◆ Instructions to follow ◆
Write out, please, the lines from the beginning of the material to the line with "### Additional considerations", including both ends and nothing else.

◆ Dataset extract ◆
PR #23249, opened 2025-06-27
ENH: spatial.transform.Rotation: add array API backend

amacati:
Add an array API backend to `Rotation`.

This PR implements a generic version `_rotation_xp.py` of the functional-style cython backend `_rotation_cy.pyx` using only array API features. Since we want to support lazy backends and `jax.jit` compilation, the backend avoids value-dependent branching wherever possible.

### Additional considerations
Due to shape typing restrictions, the cython backend can only use broadcasting in a few select places. The array API backend instead relies heavily on broadcasting to directly produce correct shapes without the `_single` distinction. This reduces special-case handling and would allow us to add support for multiple batch dimensions for `Rotation` in future PRs.

## Reference issue
#22500 

## Related PRs
#22777, #23198

## What does this implement/fix?
Implement the generic Array API backend for `Rotation`.

## Additional information
The Array API tests have been converted in #22939 . These tests have been left unchanged with a few exceptions:
- Tests using `xp.pi` are failing with a namespace mismatch if the constant is used without wrapping. We now use `xp.asarray(xp.pi)[()]` to force the correct namespace for `xp.pi`.
- `cupy` does not support array.mT as of the latest release `13.4.1` . This will be fixed in the upcoming release `14.0`. See https://github.com/data-apis/array-api-compat/issues/316. Tests using this property are skipped for now
- `jax` emits a different error for zero-slice indexing. The tests have been adapted to this special case. Instead we could also catch this error ourselves and raise an `IndexError` ourselves.
- All tests have been adapted to also work with `float32` precision

## Benchmarks
See https://github.com/scipy/scipy/pull/23249#issuecomment-3071232726.

## TODOs
- [x] Benchmarks
- [x] Investigate slow iteration over `jax`-backed `Rotation`s
- [x] Decide jax index error handling
- [x] **Optional:** Accelerate tests with jax.jit where possible to keep test times low

PR #23331, opened 2025-07-15
TST: Read `@xp_capabilities` from `pytestmark`

crusaderky:
In support of https://github.com/scipy/scipy/pull/23249.
Allow adding module-wide `skip_xp_backends` marks from `@xp_capabilities`.

### DIFF
--- a/scipy/_lib/_array_api.py
+++ b/scipy/_lib/_array_api.py
@@ -51,7 +51,8 @@ __all__ = [
     'xp_assert_close', 'xp_assert_equal', 'xp_assert_less',
     'xp_copy', 'xp_device', 'xp_ravel', 'xp_size',
     'xp_unsupported_param_msg', 'xp_vector_norm', 'xp_capabilities',
-    'xp_result_type', 'xp_promote'
+    'xp_result_type', 'xp_promote',
+    'make_xp_test_case', 'make_xp_pytest_marks', 'make_xp_pytest_param',
 ]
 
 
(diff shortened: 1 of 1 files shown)


scipy/_lib/_array_api.py
```diff
@@ -851,13 +848,72 @@ def test(func, verb, xp):
...
     array_api_extra.testing.lazy_xp_function
     """
     import pytest
 
-    marks = _make_xp_pytest_marks(func, capabilities_table=capabilities_table)
+    marks = make_xp_pytest_marks(func, capabilities_table=capabilities_table)
     return pytest.param(func, *args, marks=marks, id=func.__name__)
 
 
+def make_xp_pytest_marks(*funcs, capabilities_table=None):
```
crusaderky, line 860: Moved the function for ease of reading, made public, and added documentation.
Implementation has not been changed.

lucascolley (approved):
thanks Guido, happy if CI is happy!

scipy/_lib/_array_api.py
```diff
@@ -799,13 +770,39 @@ def make_xp_test_case(*funcs, capabilities_table=None):
...
+        @make_xp_test_case(f1, f2)
+        def test_f1_and_f2(xp):
+            ...
+
+    The above is equivalent to::
+        @pytest.mark.skip_xp_backends(...)
+        @pytest.mark.skip_xp_backends(...)        
+        @pytest.mark.xfail_xp_backends(...)
+        @pytest.mark.xfail_xp_backends(...)
+        def test_f1(xp):
```
tylerjereddy, line 792: For the four decorator case, populated from two originally-decorated funcs, should this be `test_f1_and_f2()` instead since `test_f1(xp)` above has a mono-function `make_xp_test_case`?

Or can a single-function `make_xp_test_case(f1)` expand to multiple `skip_xp_backends` decorators?

crusaderky: It expands to multiple ones.
`@skip_xp_backends` accepts exactly one backend as its parameter. In tests that need to skip more than one and that have not been yet migrated to `@xp_capabilities` you will read e.g.

```python
@pytest.mark.skip_xp_backends("cupy")        
@pytest.mark.skip_xp_backends("torch")
def test_f1(xp):
    ...
```

PR #23332, opened 2025-07-15
BLD: Add bigobj flag for MSVC to fix object file section limit

### LINKED ISSUE #23329: BUG: Compilation failure in HiGHs with MSVC
### Describe your issue.

Recently, the following error shows up quite often in CI: https://github.com/scipy/scipy/actions/runs/16271430193/job/45939816354?pr=22580

The error message points to the likely fix already.

### Reproducing Code Example

```python
n/a
```

### Error message

```shell
D:\a\scipy\scipy\subprojects\highs\src\highs_bindings.cpp : fatal error C1128: number of sections exceeded object fileformat limit: compile with /bigobj
```

```shell
main branch
```

Greenie0701:
Closes #23329

PR Description:

- MSVC fails to compile highs_bindings.cpp due to exceeding the default object file section limit.
- This patch adds the /bigobj flag when using MSVC to resolve the C1128 compiler error.

Reference:
image

CI Job failure : https://github.com/scipy/scipy/actions/runs/16298418130/job/46026301158

### DIFF
--- a/meson.build
+++ b/meson.build
@@ -111,6 +111,10 @@ if cc.get_id() == 'clang-cl'
   add_project_arguments('-Qunused-arguments', language: ['c', 'cpp'])
 endif
 
+if cpp.get_id() == 'msvc'
+  add_project_arguments('/bigobj', language: 'cpp')
+endif
+
 if host_machine.system() == 'darwin'
   if cc.has_link_argument('-Wl,-dead_strip')
     # Allow linker to strip unused symbols


lucascolley (commented):
@galabovaa I wonder whether this belongs in https://github.com/ERGO-Code/HiGHS/blob/364c83a51e44ba6c27def9c8fc1a49b1daf5ad5c/meson.build#L71-L95 instead? Do you build with MSVC in CI upstream / are you familiar with an error like https://github.com/scipy/scipy/issues/23329 ?

MGN-GIT:
I was getting a similar kind of error on Windows on Arm builds too using MSVC, so I added this flag in build file to fix the issue. Not sure that adding this flag in high proj can resolve this issue, but I can give a try

rgommers:
Due to `pybind11` 3.0.0, but doesn't seem like a regression - it looks like we should be using `/bigobj` for MSVC with `pybind11` indeed:

https://github.com/pybind/pybind11/blob/cc69a3789cace002d6bb77d50ad8abf558bb5176/tools/pybind11Config.cmake.in#L59

https://github.com/pybind/pybind11/blob/cc69a3789cace002d6bb77d50ad8abf558bb5176/pybind11/setup_helpers.py#L149-L150

https://pybind11.readthedocs.io/en/stable/compiling.html#advanced-interface-library-targets

> @galabovaa I wonder whether this belongs in https://github.com/ERGO-Code/HiGHS/blob/364c83a51e44ba6c27def9c8fc1a49b1daf5ad5c/meson.build#L71-L95 instead?

It may be useful to someone to put the same fix into HiGHS, but we shouldn't be relying on that - it's connected to `pybind11` usage and we use that outside of HIGHS targets as well.

rgommers (approved):
Thanks @lowkeyrossi. I think it's reasonable to do this for all C++ targets rather than the immediately problematic target, since we have other heavy C++ components and this may prevent the problem with MSVC from reoccurring.

MGN-GIT:
That sounds reasonable @rgommers , thanks!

◆ Solution to this task ◆
PR #23249, opened 2025-06-27
ENH: spatial.transform.Rotation: add array API backend

amacati:
Add an array API backend to `Rotation`.

This PR implements a generic version `_rotation_xp.py` of the functional-style cython backend `_rotation_cy.pyx` using only array API features. Since we want to support lazy backends and `jax.jit` compilation, the backend avoids value-dependent branching wherever possible.

### Additional considerations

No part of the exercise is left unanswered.